Start of Block

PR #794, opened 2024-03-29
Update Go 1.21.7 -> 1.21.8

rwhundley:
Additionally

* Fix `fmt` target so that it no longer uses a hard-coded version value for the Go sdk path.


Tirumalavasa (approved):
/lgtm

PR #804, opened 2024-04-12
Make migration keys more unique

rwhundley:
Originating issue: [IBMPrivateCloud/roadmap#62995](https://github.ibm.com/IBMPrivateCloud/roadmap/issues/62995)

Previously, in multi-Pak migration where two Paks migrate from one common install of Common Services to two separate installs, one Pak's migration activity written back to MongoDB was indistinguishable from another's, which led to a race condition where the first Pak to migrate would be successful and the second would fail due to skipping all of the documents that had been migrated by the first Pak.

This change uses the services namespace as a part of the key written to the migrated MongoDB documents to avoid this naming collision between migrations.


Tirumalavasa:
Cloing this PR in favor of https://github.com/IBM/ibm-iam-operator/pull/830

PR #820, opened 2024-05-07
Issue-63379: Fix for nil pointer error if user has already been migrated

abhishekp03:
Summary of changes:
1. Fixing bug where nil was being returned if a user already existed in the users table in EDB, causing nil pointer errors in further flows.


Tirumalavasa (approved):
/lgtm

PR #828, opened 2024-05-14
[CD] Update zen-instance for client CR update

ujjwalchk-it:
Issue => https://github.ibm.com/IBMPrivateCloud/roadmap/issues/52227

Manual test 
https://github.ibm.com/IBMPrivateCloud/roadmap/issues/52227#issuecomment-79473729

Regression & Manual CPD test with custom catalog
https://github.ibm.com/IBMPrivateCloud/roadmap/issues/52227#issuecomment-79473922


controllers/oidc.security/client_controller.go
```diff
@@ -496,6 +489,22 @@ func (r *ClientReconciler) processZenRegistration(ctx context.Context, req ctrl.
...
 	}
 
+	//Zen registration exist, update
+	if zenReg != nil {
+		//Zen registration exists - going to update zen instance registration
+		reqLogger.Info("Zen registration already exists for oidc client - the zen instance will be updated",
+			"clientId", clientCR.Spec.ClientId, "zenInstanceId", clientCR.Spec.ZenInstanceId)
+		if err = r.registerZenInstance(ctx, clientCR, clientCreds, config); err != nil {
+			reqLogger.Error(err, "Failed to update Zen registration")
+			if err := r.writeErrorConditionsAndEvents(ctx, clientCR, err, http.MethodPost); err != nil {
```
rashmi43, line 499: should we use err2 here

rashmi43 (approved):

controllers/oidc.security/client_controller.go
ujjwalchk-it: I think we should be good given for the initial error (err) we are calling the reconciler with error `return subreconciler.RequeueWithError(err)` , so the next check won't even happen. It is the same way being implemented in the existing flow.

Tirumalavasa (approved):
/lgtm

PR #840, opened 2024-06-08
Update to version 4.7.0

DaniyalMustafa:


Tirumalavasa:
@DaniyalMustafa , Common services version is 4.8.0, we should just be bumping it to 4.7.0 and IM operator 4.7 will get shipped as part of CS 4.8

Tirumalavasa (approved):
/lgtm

End of Block
Start of Block

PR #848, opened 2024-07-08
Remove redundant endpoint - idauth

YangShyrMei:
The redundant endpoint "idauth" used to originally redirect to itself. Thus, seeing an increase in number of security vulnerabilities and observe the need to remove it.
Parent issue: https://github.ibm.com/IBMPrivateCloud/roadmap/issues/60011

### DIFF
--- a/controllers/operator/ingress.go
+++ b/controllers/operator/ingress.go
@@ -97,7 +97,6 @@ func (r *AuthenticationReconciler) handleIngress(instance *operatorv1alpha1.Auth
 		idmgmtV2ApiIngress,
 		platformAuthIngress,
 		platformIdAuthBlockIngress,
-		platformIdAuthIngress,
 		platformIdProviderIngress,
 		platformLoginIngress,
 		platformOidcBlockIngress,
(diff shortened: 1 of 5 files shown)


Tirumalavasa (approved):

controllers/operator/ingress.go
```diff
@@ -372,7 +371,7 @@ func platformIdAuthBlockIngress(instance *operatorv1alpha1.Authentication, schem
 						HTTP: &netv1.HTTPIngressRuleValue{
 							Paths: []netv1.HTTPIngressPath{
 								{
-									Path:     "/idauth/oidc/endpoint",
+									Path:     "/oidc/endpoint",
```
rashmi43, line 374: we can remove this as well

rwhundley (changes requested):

End of Block
Start of Block

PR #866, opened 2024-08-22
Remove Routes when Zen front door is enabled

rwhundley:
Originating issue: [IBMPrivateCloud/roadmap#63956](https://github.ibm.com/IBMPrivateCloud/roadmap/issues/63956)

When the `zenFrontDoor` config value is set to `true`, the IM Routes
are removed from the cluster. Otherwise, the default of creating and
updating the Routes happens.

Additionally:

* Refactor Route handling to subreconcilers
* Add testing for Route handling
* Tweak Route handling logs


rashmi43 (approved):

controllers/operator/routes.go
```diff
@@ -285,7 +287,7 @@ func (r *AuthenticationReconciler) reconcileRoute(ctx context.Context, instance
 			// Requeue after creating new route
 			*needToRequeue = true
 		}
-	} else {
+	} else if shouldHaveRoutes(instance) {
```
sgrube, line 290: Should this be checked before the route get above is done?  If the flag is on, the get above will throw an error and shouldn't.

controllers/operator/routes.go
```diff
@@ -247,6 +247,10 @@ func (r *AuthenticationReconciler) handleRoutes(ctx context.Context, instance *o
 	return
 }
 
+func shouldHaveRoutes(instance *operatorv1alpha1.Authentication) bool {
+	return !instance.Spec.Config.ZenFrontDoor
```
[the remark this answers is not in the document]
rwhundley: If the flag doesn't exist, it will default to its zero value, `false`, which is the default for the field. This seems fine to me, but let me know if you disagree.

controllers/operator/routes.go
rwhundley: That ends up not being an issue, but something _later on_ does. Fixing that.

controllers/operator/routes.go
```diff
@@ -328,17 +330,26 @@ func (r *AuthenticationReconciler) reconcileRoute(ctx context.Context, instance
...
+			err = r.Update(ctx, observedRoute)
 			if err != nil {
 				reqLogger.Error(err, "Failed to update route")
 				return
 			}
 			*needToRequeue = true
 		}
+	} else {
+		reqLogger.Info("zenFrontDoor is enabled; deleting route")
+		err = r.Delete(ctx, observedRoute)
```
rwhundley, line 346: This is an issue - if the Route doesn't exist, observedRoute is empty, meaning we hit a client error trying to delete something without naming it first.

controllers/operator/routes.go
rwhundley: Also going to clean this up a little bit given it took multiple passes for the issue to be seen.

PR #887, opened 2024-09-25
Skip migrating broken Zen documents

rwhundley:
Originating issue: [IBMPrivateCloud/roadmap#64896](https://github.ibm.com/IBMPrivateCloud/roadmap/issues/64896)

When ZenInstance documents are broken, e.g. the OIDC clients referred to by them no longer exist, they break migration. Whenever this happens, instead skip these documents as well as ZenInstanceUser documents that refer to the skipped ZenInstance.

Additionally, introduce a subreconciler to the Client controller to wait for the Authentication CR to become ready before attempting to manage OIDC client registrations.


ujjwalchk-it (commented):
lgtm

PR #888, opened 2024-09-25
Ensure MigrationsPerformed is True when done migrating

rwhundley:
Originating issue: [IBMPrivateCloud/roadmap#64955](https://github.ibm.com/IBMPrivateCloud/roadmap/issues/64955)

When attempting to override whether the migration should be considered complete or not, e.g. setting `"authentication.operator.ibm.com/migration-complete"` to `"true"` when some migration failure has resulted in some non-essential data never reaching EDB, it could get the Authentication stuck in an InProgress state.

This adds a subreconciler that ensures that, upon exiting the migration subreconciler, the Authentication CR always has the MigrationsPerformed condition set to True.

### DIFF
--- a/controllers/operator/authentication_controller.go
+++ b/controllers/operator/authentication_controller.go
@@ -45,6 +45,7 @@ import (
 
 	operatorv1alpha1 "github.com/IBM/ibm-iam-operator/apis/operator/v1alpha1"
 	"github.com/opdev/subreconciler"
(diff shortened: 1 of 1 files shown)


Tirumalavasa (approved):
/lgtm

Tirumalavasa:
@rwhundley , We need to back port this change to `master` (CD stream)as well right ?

End of Block

#### Activity:
Search the material above for lines containing the string "longer", then pull them out.

#### Response to this exercise:
* Fix `fmt` target so that it no longer uses a hard-coded version value for the Go sdk path.
When ZenInstance documents are broken, e.g. the OIDC clients referred to by them no longer exist, they break migration. Whenever this happens, instead skip these documents as well as ZenInstanceUser documents that refer to the skipped ZenInstance.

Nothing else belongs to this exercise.